About this exercise => Could you print every record below exactly as it appears?

Records for this task =>
PR #1084, opened 2020-09-03
Add missing foreign keys

patrixr:
This PR creates a migration to add all the missing foreign keys to the database.
Most of the file changes are about fixing failing specs


spec/controllers/api/v1/authentication_controller_spec.rb
```diff
@@ -8,6 +8,7 @@
   let(:pin)    { user.most_recent_token[:otp_code] }
   let(:mobile) { generate(:mobile) }
   let(:mobile1) { generate(:mobile) }
+  let(:district_id) { create(:district).id.to_s }
```
steveyken, line 11: do we need the `to_s` bit?
```suggestion
  let(:district_id) { create(:district).id }
```

steveyken (approved):
Epi! Small tweaks but otherwise good to go. We will want to discuss the potential impact on Stockit before merging to master but I think it will be fine.

spec/controllers/api/v1/authentication_controller_spec.rb
patrixr: it was just for comparison to the json output, which comes as a string

PR #1087, opened 2020-09-10
GCW 3283: Update Roles and Printers for User

swatijadhav:
### Ticket Link: 
https://jira.crossroads.org.hk/browse/GCW-3283

### What does this PR do?
- Assign/remove roles to user
- Assign Printer to user


app/models/user_role.rb
```diff
@@ -1,10 +1,17 @@
...
   belongs_to :role
 
   validates :role_id, uniqueness: { scope: :user_id }
+  before_save :set_expiry_date_time, if: lambda { expiry_date.present? }
 
   def self.create_user_role(user_id, role_id)
     create(user_id: user_id, role_id: role_id)
   end
+
+  def set_expiry_date_time
```
steveyken, line 14: Probably best if the column is named `expires_at` to follow rails conventions.

swatijadhav: Done @steveyken 👍

app/models/concerns/manage_user_roles.rb
```diff
@@ -18,27 +18,44 @@ module ManageUserRoles
 
   included do
 
-    def manage_roles_for_user(user, role_ids)
-      return unless self.can_update_roles_for_user?(user)
+    def assign_role_for_user(user_id: , role_id: , expires_at: nil)
+      return unless self.can_update_roles_for_user?(user_id)
```
bharat619, line 22:
```suggestion
      return unless can_update_roles_for_user?(user_id)
```

app/models/concerns/manage_user_roles.rb
```diff
@@ -18,27 +18,44 @@ module ManageUserRoles
...
 
-      allowed_role_ids = Role.allowed_roles(max_role_level)
-                             .where(id: role_ids)
-                             .pluck(:id)
-      self.update_roles_for_user(user, allowed_role_ids)
+      if accessible_role?(role_id)
+        self.assign_role(user_id, role_id, expires_at)
+      end
```
bharat619, line 26:
```suggestion
      assign_role(user_id, role_id, expires_at) if accessible_role?(role_id)
```

app/models/concerns/manage_user_roles.rb
```diff
@@ -18,27 +18,44 @@ module ManageUserRoles
...
     end
 
-    def can_update_roles_for_user?(other_user)
+    def remove_role_for_user(user_role)
+      return unless self.can_update_roles_for_user?(user_role.user_id)
+
+      if accessible_role?(user_role.role_id)
+        user_role.destroy
+      end
```
bharat619, line 34:
```suggestion
      return unless can_update_roles_for_user?(user_role.user_id)
      
      user.destroy if accessible_role?(user_role.role_id)
```

app/models/role.rb
```diff
@@ -6,7 +6,7 @@ class Role < ActiveRecord::Base
   has_many :user_roles
   has_many :users, through: :user_roles
 
-  has_many :active_user_roles, -> { where("expiry_date IS NULL OR expiry_date >= ?", Time.now.in_time_zone) },
+  has_many :active_user_roles, -> { where("expires_at IS NULL OR expires_at >= ?", Time.now.in_time_zone) },
```
bharat619, line 9:
```suggestion
  has_many :active_user_roles, -> { where("expires_at IS NULL OR expires_at >= ?", Time.current) },
```

Its always preferred to use `Time.current` instead of `Time.now`

spec/controllers/api/v1/user_roles_controller_spec.rb
```diff
@@ -36,4 +44,72 @@
       expect(parsed_body['user_role']['user_id']).to eq(user_role.user_id)
     end
   end
-end
\ No newline at end of file
+
+  describe "POST user_roles" do
+    context "Reviewer" do
```
bharat619, line 49: A test for other than `Reviewer` role would also be good

bharat619 (commented):
Nice work 🚀  Noted some minor observations

app/controllers/api/v1/user_roles_controller.rb
```diff
@@ -1,8 +1,16 @@
 module Api
   module V1
-    class UserRolesController < ApplicationController
+    class UserRolesController < Api::V1::ApiController
       load_and_authorize_resource :user_role, parent: false
 
+      def_param_group :user_role do
+        param :user_role, Hash, required: true do
+          param :user_id, String
+          param :role_id, String
```
patrixr, line 9:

Task result =>
PR #1084, opened 2020-09-03
Add missing foreign keys

patrixr:
This PR creates a migration to add all the missing foreign keys to the database.
Most of the file changes are about fixing failing specs


spec/controllers/api/v1/authentication_controller_spec.rb
```diff
@@ -8,6 +8,7 @@
   let(:pin)    { user.most_recent_token[:otp_code] }
   let(:mobile) { generate(:mobile) }
   let(:mobile1) { generate(:mobile) }
+  let(:district_id) { create(:district).id.to_s }
```
steveyken, line 11: do we need the `to_s` bit?
```suggestion
  let(:district_id) { create(:district).id }
```

steveyken (approved):
Epi! Small tweaks but otherwise good to go. We will want to discuss the potential impact on Stockit before merging to master but I think it will be fine.

spec/controllers/api/v1/authentication_controller_spec.rb
patrixr: it was just for comparison to the json output, which comes as a string

PR #1087, opened 2020-09-10
GCW 3283: Update Roles and Printers for User

swatijadhav:
### Ticket Link: 
https://jira.crossroads.org.hk/browse/GCW-3283

### What does this PR do?
- Assign/remove roles to user
- Assign Printer to user


app/models/user_role.rb
```diff
@@ -1,10 +1,17 @@
...
   belongs_to :role
 
   validates :role_id, uniqueness: { scope: :user_id }
+  before_save :set_expiry_date_time, if: lambda { expiry_date.present? }
 
   def self.create_user_role(user_id, role_id)
     create(user_id: user_id, role_id: role_id)
   end
+
+  def set_expiry_date_time
```
steveyken, line 14: Probably best if the column is named `expires_at` to follow rails conventions.

swatijadhav: Done @steveyken 👍

app/models/concerns/manage_user_roles.rb
```diff
@@ -18,27 +18,44 @@ module ManageUserRoles
 
   included do
 
-    def manage_roles_for_user(user, role_ids)
-      return unless self.can_update_roles_for_user?(user)
+    def assign_role_for_user(user_id: , role_id: , expires_at: nil)
+      return unless self.can_update_roles_for_user?(user_id)
```
bharat619, line 22:
```suggestion
      return unless can_update_roles_for_user?(user_id)
```

app/models/concerns/manage_user_roles.rb
```diff
@@ -18,27 +18,44 @@ module ManageUserRoles
...
 
-      allowed_role_ids = Role.allowed_roles(max_role_level)
-                             .where(id: role_ids)
-                             .pluck(:id)
-      self.update_roles_for_user(user, allowed_role_ids)
+      if accessible_role?(role_id)
+        self.assign_role(user_id, role_id, expires_at)
+      end
```
bharat619, line 26:
```suggestion
      assign_role(user_id, role_id, expires_at) if accessible_role?(role_id)
```

app/models/concerns/manage_user_roles.rb
```diff
@@ -18,27 +18,44 @@ module ManageUserRoles
...
     end
 
-    def can_update_roles_for_user?(other_user)
+    def remove_role_for_user(user_role)
+      return unless self.can_update_roles_for_user?(user_role.user_id)
+
+      if accessible_role?(user_role.role_id)
+        user_role.destroy
+      end
```
bharat619, line 34:
```suggestion
      return unless can_update_roles_for_user?(user_role.user_id)
      
      user.destroy if accessible_role?(user_role.role_id)
```

app/models/role.rb
```diff
@@ -6,7 +6,7 @@ class Role < ActiveRecord::Base
   has_many :user_roles
   has_many :users, through: :user_roles
 
-  has_many :active_user_roles, -> { where("expiry_date IS NULL OR expiry_date >= ?", Time.now.in_time_zone) },
+  has_many :active_user_roles, -> { where("expires_at IS NULL OR expires_at >= ?", Time.now.in_time_zone) },
```
bharat619, line 9:
```suggestion
  has_many :active_user_roles, -> { where("expires_at IS NULL OR expires_at >= ?", Time.current) },
```

Its always preferred to use `Time.current` instead of `Time.now`

spec/controllers/api/v1/user_roles_controller_spec.rb
```diff
@@ -36,4 +44,72 @@
       expect(parsed_body['user_role']['user_id']).to eq(user_role.user_id)
     end
   end
-end
\ No newline at end of file
+
+  describe "POST user_roles" do
+    context "Reviewer" do
```
bharat619, line 49: A test for other than `Reviewer` role would also be good

bharat619 (commented):
Nice work 🚀  Noted some minor observations

app/controllers/api/v1/user_roles_controller.rb
```diff
@@ -1,8 +1,16 @@
 module Api
   module V1
-    class UserRolesController < ApplicationController
+    class UserRolesController < Api::V1::ApiController
       load_and_authorize_resource :user_role, parent: false
 
+      def_param_group :user_role do
+        param :user_role, Hash, required: true do
+          param :user_id, String
+          param :role_id, String
```
patrixr, line 9:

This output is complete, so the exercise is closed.